═══ INFORMATION

PR #981, opened 2025-05-06
[RPA-2192] Properly catch error when process does not exist under user's tenant

bhszewczyk:
## Description

- properly catches error in case the process under tenant does not exist or process exists but under different tenant (in both cases there is 404)

## Types of changes

---

### DIFF
--- a/runbotics/runbotics-scheduler/src/scheduler-database/process/process.service.ts
+++ b/runbotics/runbotics-scheduler/src/scheduler-database/process/process.service.ts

══════

* ABOUT THIS EXERCISE: Filter the entries above down to the lines containing the word "service".

* WRITTEN ANSWER:
--- a/runbotics/runbotics-scheduler/src/scheduler-database/process/process.service.ts
+++ b/runbotics/runbotics-scheduler/src/scheduler-database/process/process.service.ts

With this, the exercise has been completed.